Records for the task: Begin
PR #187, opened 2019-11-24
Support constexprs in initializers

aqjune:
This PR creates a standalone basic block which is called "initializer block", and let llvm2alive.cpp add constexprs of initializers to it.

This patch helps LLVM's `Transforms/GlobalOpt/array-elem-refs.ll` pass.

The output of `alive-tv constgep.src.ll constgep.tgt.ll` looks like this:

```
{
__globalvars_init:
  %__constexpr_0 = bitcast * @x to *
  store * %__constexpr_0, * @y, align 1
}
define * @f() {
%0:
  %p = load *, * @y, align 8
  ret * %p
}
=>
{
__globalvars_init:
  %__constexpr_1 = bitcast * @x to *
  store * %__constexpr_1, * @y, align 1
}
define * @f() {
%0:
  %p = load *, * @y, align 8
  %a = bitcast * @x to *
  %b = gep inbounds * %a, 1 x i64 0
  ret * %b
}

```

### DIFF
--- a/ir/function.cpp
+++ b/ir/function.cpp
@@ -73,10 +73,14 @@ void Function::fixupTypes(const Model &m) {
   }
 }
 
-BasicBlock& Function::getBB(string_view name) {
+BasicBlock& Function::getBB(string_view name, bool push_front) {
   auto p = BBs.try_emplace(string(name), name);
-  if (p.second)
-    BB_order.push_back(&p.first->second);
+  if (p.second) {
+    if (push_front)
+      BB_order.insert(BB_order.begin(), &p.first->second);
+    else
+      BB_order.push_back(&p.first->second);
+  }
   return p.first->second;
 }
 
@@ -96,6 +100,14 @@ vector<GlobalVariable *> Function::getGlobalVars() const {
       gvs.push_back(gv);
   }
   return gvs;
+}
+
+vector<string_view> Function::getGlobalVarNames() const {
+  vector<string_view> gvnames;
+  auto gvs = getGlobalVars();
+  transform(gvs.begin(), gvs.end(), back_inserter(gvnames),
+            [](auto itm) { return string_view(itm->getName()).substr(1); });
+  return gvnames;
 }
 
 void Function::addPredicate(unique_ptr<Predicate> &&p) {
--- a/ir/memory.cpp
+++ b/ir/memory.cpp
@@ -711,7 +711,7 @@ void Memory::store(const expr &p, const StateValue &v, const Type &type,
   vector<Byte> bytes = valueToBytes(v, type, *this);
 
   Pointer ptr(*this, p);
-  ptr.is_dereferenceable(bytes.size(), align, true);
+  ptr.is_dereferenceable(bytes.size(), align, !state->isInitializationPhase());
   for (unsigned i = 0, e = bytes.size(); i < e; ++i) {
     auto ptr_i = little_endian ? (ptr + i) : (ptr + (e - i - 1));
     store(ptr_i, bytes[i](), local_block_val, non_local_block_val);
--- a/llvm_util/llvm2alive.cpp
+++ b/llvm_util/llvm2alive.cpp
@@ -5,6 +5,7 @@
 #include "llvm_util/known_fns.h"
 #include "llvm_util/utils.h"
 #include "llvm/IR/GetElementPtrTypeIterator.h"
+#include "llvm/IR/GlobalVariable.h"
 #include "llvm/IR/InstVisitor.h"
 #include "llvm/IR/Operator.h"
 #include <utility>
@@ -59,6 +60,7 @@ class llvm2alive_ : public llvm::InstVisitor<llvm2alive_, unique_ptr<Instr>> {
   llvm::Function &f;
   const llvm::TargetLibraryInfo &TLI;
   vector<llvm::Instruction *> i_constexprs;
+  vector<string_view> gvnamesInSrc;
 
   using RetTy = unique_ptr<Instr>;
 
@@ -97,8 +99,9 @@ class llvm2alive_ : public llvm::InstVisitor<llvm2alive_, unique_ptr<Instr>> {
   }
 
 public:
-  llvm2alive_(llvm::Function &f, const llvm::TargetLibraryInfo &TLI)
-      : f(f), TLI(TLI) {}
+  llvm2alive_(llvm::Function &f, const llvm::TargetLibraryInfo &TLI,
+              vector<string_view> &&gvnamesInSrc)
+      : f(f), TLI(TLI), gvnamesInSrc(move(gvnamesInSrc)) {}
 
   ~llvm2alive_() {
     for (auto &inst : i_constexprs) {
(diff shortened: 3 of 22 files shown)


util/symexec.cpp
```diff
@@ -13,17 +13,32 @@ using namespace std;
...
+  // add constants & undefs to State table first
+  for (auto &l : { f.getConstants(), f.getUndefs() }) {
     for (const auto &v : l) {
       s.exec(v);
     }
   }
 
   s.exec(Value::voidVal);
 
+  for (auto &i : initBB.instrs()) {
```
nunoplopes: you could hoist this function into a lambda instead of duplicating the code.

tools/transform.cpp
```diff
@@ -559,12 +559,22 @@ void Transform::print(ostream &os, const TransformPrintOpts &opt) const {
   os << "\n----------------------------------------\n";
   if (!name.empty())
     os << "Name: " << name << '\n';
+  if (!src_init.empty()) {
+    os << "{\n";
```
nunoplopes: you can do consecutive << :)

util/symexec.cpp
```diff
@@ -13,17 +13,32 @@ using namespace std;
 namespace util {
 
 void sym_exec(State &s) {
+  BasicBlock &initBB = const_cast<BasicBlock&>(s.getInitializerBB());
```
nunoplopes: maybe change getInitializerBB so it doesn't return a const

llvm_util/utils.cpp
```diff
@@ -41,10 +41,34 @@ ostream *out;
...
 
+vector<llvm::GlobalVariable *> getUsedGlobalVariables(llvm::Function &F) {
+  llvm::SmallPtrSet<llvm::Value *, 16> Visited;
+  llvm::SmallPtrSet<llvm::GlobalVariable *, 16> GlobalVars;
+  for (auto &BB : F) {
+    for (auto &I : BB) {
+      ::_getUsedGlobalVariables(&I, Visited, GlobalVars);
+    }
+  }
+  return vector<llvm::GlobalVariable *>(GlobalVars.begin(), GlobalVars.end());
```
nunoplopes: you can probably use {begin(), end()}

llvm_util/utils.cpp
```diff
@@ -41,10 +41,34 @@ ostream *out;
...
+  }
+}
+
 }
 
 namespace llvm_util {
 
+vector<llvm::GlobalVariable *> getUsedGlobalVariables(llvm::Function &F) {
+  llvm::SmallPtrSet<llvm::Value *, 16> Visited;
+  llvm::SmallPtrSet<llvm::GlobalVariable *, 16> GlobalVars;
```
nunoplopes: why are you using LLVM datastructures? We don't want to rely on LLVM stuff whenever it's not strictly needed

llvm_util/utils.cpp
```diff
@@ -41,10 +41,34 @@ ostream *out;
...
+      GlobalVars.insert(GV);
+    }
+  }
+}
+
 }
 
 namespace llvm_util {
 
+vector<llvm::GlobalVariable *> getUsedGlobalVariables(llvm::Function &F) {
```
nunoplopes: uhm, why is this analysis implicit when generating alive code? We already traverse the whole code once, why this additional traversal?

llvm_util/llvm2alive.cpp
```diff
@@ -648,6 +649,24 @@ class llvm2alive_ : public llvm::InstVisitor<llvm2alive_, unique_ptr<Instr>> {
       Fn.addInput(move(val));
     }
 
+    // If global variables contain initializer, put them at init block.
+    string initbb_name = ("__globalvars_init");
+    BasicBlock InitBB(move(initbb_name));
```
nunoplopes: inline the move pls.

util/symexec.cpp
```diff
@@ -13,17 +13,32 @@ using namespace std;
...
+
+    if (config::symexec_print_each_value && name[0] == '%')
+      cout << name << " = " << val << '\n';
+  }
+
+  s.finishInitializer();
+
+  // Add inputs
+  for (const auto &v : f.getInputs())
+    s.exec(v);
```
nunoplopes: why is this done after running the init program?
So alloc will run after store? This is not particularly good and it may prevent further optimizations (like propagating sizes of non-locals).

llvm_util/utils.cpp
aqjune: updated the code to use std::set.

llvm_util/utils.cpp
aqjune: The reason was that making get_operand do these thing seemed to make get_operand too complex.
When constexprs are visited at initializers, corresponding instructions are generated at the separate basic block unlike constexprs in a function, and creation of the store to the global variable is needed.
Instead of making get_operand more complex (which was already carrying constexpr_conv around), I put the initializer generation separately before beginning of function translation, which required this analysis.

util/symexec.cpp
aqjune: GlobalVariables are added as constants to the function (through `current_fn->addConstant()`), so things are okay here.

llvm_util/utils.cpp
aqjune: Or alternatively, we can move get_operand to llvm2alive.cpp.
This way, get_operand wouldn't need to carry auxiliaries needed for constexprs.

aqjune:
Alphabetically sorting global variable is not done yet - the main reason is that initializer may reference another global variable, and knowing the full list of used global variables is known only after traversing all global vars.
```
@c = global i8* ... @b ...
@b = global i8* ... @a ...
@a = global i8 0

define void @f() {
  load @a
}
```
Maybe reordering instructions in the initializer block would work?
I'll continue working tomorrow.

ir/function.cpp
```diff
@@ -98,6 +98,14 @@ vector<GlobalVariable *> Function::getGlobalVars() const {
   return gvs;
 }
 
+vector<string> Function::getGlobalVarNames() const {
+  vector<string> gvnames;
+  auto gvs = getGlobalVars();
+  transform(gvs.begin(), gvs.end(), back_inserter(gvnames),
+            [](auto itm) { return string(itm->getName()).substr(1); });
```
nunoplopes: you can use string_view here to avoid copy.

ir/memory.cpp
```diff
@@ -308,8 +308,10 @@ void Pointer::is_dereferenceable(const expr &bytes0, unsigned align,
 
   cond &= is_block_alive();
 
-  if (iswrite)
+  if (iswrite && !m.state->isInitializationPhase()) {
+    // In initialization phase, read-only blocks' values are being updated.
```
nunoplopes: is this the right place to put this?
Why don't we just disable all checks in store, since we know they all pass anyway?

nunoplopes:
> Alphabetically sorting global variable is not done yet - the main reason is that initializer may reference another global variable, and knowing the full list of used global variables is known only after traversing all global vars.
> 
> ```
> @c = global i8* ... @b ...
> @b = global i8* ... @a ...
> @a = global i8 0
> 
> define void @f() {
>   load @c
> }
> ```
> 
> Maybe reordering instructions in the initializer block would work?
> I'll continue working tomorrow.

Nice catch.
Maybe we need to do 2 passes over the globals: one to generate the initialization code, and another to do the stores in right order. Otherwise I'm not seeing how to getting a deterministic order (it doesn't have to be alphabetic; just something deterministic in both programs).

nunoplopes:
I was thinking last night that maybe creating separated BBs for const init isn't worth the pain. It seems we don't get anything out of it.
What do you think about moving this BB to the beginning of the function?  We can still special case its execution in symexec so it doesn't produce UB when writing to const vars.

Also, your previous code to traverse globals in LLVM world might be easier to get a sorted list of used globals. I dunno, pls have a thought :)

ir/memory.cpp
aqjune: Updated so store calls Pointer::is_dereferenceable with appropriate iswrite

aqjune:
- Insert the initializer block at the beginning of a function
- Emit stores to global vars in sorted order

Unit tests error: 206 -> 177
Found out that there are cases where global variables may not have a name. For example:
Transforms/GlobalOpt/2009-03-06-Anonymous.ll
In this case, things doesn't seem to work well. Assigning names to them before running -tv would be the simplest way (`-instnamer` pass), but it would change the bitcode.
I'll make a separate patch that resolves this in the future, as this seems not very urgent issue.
Records for the task: End
§ **Directions**
Bring together each line above where the string "second" turns up.

§ **Answer box**
-  if (p.second)
-    BB_order.push_back(&p.first->second);
+  if (p.second) {
+      BB_order.insert(BB_order.begin(), &p.first->second);
+      BB_order.push_back(&p.first->second);
   return p.first->second;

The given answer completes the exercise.